(Excerpts from a dataset)
--------

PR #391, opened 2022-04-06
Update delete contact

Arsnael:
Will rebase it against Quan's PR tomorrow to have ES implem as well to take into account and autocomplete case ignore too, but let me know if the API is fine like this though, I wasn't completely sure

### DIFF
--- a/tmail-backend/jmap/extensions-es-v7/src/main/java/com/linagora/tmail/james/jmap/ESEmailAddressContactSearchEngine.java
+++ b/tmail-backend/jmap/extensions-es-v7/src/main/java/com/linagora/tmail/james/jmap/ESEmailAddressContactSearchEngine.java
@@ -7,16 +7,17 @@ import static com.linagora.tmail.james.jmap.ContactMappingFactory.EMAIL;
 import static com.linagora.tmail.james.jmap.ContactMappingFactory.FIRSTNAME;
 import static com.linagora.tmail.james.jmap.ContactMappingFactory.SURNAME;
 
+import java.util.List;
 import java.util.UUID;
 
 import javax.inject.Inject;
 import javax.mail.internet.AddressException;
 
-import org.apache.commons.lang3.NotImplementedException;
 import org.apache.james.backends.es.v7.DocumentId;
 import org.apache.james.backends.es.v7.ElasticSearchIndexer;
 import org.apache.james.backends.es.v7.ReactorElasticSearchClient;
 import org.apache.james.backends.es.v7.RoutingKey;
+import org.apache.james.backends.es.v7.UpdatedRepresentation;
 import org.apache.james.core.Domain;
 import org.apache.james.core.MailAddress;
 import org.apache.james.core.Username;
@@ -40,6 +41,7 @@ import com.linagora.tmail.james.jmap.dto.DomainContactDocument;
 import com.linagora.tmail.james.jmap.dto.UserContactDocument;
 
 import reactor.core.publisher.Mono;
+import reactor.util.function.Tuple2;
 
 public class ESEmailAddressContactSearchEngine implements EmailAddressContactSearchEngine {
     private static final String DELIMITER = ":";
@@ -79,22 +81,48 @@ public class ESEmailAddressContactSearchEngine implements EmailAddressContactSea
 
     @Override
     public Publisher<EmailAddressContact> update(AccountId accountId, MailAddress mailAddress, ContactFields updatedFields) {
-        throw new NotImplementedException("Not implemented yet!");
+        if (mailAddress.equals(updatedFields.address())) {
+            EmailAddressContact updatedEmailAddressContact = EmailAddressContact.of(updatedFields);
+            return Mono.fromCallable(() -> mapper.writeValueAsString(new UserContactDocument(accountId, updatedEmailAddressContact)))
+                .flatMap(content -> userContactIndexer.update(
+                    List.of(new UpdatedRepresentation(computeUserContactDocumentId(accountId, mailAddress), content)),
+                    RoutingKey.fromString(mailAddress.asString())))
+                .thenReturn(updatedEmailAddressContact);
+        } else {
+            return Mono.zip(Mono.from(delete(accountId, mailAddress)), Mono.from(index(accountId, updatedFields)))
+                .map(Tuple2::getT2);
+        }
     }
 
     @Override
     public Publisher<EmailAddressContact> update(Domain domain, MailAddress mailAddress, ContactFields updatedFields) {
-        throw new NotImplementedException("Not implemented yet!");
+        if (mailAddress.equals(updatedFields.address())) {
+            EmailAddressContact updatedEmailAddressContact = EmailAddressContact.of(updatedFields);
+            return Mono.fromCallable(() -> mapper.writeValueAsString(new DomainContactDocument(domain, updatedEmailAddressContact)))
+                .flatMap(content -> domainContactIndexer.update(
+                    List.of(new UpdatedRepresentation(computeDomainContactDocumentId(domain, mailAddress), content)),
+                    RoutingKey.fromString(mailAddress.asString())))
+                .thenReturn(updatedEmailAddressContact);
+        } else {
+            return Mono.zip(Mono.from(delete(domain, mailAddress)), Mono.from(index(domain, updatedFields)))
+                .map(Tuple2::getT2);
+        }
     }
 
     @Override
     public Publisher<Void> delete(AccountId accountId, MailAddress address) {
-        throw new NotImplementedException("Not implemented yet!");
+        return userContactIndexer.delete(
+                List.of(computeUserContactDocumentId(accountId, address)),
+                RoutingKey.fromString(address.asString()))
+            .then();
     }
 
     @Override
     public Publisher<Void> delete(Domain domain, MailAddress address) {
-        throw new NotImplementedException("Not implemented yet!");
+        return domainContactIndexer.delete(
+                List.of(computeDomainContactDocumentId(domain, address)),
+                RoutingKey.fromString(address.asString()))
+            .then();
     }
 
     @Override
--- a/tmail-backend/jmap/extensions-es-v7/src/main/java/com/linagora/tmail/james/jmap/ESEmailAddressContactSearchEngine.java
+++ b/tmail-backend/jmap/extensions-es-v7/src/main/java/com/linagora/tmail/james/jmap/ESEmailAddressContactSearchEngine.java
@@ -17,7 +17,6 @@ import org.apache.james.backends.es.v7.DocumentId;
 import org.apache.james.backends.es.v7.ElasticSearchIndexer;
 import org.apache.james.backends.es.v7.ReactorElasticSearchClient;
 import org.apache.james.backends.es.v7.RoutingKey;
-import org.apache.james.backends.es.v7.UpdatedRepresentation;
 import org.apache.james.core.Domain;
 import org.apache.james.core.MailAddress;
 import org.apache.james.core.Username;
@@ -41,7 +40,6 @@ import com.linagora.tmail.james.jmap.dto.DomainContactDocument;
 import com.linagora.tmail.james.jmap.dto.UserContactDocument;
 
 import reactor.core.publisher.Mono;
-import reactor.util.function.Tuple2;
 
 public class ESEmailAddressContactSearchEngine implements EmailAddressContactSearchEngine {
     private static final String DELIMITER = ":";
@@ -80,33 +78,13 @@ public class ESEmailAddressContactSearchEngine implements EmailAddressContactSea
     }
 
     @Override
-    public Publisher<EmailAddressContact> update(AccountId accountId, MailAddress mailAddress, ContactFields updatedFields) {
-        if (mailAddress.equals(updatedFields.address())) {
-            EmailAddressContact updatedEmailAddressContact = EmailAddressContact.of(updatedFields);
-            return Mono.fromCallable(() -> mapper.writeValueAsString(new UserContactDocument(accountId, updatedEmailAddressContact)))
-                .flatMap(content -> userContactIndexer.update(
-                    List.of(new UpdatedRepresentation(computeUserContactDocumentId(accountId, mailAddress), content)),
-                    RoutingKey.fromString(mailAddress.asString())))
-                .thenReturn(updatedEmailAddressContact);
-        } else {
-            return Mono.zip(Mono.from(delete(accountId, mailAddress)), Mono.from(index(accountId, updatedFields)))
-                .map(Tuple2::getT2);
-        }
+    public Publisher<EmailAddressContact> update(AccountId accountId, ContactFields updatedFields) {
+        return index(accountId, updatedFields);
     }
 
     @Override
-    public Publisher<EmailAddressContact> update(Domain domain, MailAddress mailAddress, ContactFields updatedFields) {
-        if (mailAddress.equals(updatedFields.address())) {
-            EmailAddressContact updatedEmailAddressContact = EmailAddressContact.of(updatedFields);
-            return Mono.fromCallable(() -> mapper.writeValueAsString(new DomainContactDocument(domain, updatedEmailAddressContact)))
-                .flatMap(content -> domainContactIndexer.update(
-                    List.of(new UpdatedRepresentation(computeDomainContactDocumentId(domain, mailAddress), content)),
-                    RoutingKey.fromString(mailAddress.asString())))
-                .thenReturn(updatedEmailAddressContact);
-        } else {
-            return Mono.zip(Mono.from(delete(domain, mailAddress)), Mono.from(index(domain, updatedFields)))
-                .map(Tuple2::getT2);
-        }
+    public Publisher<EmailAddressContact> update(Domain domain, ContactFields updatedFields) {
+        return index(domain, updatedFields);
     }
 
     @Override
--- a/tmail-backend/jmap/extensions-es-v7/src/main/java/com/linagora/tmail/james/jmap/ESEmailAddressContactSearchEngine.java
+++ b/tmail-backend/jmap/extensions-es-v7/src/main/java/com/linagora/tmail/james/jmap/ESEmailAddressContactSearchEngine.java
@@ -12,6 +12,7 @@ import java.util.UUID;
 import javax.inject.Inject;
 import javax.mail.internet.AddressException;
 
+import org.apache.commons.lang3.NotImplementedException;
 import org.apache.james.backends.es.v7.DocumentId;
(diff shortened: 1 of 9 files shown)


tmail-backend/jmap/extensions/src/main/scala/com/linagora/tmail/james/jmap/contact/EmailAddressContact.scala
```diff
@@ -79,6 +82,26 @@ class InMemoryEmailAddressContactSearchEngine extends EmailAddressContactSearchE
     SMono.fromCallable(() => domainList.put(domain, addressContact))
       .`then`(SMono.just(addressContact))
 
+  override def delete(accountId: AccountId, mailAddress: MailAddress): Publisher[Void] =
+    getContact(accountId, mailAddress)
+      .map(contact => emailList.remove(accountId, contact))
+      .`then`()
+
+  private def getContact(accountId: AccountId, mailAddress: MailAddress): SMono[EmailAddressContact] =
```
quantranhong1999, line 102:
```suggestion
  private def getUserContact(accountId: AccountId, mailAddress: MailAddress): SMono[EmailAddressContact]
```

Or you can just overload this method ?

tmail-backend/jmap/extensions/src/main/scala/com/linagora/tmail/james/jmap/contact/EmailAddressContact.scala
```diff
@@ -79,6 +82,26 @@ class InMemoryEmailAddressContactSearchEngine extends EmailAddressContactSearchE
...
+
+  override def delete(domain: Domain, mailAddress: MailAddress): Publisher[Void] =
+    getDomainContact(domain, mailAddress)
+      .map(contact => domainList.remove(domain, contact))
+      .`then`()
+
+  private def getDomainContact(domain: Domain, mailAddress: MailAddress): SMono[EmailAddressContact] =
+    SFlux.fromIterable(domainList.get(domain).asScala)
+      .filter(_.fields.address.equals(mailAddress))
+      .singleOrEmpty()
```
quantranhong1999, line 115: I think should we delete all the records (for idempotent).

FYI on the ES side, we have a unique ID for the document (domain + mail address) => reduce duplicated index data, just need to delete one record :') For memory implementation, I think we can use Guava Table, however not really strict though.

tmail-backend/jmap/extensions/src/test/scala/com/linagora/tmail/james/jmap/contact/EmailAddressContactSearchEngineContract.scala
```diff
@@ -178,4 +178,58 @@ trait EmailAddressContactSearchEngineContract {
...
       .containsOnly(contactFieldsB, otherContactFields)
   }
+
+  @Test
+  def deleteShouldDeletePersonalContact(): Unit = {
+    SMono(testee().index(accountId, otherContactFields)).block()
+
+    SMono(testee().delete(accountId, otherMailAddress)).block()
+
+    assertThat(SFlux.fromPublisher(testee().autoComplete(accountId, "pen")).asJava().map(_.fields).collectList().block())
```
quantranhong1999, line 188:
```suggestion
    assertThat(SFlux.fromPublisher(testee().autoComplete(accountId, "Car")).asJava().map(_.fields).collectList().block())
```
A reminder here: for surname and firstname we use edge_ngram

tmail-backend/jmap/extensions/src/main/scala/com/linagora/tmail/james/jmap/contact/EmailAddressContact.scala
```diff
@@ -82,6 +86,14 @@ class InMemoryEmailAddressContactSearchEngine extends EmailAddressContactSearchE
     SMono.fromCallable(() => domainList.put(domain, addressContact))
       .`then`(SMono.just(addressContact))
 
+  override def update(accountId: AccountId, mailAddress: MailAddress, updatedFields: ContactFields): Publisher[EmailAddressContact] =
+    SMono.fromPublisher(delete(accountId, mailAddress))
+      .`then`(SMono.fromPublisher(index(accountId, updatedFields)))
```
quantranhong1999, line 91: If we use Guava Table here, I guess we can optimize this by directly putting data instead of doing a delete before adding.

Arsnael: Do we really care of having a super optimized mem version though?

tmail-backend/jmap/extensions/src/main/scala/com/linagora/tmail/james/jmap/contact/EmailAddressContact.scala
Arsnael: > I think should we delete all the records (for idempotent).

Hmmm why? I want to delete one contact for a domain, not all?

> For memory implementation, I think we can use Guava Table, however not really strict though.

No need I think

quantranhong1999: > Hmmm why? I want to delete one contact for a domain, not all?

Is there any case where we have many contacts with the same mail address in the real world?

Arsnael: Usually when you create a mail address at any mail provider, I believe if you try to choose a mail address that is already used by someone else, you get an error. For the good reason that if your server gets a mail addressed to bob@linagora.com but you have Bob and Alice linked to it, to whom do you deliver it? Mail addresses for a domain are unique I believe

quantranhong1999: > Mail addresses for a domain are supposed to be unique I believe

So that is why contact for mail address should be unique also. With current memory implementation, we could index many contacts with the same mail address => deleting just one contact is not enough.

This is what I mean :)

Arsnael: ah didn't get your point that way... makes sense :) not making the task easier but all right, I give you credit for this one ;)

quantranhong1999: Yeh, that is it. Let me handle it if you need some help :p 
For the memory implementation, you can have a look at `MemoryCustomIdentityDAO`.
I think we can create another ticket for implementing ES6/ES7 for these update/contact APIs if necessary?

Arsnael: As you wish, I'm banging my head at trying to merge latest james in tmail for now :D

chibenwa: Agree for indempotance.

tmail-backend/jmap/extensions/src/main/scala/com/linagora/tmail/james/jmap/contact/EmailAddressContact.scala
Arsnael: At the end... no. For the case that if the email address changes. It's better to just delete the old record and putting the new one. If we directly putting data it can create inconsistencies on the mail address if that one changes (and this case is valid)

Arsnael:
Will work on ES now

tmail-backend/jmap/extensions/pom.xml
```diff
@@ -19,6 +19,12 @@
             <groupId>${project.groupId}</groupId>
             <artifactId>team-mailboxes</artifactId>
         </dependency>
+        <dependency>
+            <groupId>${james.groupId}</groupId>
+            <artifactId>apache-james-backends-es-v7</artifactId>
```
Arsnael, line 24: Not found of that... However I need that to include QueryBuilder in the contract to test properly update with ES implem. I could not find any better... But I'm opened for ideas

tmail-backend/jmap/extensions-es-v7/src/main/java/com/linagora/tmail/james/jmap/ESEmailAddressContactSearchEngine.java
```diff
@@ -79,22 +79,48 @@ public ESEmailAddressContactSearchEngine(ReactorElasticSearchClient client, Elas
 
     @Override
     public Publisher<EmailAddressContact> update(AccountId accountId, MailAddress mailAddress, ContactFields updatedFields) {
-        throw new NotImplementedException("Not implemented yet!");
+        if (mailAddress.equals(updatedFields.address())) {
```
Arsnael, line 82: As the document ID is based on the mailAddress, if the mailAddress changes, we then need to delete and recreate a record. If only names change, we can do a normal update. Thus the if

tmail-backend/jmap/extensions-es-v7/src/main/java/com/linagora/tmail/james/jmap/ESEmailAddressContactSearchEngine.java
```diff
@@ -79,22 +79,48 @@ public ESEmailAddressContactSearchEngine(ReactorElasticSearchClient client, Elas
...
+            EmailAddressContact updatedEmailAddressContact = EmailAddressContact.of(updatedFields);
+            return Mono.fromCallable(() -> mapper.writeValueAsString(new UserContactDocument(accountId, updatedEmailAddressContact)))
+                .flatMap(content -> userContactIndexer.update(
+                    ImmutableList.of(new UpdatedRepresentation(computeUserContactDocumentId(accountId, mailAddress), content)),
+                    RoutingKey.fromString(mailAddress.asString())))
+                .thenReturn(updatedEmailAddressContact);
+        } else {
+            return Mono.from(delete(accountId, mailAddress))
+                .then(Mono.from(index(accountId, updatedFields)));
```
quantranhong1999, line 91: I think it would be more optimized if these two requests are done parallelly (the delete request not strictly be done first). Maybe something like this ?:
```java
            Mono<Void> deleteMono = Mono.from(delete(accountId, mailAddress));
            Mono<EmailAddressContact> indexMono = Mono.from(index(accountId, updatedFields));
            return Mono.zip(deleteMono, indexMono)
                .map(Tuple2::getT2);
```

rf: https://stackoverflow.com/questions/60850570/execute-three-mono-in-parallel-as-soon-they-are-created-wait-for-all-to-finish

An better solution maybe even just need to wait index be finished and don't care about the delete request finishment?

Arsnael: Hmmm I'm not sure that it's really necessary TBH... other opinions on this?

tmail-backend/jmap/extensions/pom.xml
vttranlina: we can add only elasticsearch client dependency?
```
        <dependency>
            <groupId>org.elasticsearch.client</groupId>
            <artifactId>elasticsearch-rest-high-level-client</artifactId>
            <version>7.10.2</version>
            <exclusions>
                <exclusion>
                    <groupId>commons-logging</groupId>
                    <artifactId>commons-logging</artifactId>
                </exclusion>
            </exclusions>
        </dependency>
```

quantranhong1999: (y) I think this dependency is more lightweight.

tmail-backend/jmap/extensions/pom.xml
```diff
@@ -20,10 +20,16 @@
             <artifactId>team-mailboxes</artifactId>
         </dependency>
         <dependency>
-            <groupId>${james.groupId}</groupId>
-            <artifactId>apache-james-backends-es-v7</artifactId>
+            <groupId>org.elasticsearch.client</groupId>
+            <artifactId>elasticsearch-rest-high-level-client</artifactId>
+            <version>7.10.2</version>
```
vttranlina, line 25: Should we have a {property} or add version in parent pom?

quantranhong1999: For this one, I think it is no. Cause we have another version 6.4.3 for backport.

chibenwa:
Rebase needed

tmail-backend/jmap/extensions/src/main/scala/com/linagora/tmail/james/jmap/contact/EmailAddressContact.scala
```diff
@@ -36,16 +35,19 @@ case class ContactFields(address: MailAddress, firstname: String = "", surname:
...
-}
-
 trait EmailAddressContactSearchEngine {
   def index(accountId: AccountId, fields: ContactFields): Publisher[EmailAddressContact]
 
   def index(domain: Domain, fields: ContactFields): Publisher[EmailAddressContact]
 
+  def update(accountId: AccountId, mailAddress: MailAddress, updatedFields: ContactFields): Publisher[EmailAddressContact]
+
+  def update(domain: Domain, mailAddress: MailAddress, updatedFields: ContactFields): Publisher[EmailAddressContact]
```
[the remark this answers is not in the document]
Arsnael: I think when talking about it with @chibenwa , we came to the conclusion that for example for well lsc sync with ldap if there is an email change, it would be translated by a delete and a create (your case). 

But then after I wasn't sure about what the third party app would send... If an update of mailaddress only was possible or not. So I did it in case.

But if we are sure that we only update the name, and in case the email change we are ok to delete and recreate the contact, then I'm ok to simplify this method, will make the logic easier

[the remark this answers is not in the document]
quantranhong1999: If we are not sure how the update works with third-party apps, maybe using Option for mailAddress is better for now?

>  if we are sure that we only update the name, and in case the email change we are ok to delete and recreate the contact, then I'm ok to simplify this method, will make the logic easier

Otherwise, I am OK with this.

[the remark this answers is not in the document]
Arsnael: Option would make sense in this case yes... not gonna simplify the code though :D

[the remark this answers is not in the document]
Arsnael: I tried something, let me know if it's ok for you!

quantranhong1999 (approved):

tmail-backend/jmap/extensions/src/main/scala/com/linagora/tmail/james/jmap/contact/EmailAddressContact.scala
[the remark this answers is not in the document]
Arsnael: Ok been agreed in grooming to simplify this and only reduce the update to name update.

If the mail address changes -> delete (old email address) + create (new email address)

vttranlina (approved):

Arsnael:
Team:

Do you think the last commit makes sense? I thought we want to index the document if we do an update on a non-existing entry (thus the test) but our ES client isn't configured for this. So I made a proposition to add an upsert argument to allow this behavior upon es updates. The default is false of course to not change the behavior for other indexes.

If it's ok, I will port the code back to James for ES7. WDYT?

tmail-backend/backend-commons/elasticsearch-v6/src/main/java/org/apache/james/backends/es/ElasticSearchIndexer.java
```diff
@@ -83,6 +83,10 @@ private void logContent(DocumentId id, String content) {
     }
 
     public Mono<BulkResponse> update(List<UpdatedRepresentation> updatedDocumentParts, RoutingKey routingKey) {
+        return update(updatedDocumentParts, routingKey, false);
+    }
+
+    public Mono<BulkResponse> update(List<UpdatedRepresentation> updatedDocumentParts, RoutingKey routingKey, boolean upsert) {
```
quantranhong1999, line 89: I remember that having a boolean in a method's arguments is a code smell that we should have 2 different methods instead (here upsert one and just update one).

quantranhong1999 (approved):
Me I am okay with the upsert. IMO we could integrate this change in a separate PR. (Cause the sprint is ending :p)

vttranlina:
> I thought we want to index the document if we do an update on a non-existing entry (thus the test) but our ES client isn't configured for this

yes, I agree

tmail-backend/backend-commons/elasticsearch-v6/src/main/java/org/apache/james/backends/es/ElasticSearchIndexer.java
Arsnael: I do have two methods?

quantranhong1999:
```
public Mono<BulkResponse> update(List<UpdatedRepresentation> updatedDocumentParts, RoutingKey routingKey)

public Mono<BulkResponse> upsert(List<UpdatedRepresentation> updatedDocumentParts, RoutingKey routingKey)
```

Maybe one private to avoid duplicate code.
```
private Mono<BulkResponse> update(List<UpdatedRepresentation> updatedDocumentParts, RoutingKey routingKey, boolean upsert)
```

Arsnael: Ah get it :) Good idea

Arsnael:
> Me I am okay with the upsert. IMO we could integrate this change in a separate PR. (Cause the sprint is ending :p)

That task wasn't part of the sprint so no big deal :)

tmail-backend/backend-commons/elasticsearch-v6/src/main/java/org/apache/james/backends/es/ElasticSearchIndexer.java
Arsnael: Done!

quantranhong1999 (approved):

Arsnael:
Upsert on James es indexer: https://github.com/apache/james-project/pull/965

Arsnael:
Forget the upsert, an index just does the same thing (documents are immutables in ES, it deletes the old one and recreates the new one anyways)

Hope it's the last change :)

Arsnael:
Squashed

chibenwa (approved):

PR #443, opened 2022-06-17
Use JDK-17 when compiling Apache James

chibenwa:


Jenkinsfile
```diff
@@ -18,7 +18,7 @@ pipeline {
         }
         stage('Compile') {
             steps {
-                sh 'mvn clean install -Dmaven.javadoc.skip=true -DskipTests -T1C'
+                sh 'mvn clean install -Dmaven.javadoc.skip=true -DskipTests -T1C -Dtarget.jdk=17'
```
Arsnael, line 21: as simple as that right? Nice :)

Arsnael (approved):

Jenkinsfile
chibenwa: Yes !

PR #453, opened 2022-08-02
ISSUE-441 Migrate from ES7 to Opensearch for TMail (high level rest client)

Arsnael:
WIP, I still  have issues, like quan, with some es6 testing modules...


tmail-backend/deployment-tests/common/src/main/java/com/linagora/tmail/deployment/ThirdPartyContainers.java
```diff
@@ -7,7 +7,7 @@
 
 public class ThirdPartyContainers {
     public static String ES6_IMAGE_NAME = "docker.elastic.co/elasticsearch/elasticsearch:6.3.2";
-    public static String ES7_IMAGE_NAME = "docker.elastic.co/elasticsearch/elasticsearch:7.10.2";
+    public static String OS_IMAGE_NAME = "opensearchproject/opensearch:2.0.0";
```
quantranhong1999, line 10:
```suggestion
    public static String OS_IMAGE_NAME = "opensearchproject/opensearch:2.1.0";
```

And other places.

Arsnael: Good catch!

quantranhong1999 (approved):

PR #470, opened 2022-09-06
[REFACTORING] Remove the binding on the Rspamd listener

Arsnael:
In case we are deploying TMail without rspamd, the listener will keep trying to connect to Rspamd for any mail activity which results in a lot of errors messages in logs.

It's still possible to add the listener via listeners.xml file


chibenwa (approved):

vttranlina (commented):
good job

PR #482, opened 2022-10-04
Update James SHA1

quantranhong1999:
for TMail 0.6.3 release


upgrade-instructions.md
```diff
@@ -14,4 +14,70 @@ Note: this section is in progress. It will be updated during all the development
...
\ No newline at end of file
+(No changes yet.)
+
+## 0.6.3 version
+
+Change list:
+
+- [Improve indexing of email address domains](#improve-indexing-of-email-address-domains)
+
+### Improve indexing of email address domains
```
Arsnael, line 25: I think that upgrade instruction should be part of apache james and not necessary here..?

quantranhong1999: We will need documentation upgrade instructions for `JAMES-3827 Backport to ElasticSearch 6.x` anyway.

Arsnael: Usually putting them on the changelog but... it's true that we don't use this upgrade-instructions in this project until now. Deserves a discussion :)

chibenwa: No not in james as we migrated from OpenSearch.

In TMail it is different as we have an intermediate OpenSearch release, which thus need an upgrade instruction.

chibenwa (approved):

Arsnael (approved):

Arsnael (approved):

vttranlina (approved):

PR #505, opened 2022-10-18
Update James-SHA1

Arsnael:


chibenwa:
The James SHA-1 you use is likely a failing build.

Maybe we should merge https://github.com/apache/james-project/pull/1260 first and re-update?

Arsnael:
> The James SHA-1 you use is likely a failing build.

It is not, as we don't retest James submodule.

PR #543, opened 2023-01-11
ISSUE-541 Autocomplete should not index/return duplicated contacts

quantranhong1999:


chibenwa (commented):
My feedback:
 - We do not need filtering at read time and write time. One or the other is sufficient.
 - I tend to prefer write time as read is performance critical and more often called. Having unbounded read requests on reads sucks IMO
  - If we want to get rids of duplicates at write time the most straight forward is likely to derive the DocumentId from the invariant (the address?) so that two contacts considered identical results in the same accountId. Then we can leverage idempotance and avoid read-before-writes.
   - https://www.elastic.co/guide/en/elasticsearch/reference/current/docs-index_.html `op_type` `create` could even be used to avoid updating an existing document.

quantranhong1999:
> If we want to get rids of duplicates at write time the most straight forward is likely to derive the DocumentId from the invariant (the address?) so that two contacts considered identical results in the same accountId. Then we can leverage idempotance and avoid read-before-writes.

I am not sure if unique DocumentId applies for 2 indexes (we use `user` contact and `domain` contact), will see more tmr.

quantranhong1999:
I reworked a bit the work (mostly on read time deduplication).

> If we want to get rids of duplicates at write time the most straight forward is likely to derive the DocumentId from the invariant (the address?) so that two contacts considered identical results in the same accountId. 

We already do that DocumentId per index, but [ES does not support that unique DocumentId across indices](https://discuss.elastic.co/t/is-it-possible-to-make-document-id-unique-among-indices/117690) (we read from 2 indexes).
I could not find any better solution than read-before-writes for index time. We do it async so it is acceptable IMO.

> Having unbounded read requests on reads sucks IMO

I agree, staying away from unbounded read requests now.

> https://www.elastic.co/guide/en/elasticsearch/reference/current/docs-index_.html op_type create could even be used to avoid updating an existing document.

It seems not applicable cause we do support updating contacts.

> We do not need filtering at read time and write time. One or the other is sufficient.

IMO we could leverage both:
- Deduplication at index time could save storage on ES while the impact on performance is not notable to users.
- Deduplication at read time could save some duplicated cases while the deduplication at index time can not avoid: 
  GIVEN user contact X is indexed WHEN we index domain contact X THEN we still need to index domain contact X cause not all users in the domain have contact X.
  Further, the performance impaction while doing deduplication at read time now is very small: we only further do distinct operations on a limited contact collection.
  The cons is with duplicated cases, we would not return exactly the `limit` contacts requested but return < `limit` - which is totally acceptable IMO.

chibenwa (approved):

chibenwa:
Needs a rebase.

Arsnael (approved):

--------

Assignment —
Wherever a line of the data above contains "opened", copy that line.

Task response —
PR #391, opened 2022-04-06
Arsnael, line 24: Not found of that... However I need that to include QueryBuilder in the contract to test properly update with ES implem. I could not find any better... But I'm opened for ideas
PR #443, opened 2022-06-17
PR #453, opened 2022-08-02
PR #470, opened 2022-09-06
PR #482, opened 2022-10-04
PR #505, opened 2022-10-18
PR #543, opened 2023-01-11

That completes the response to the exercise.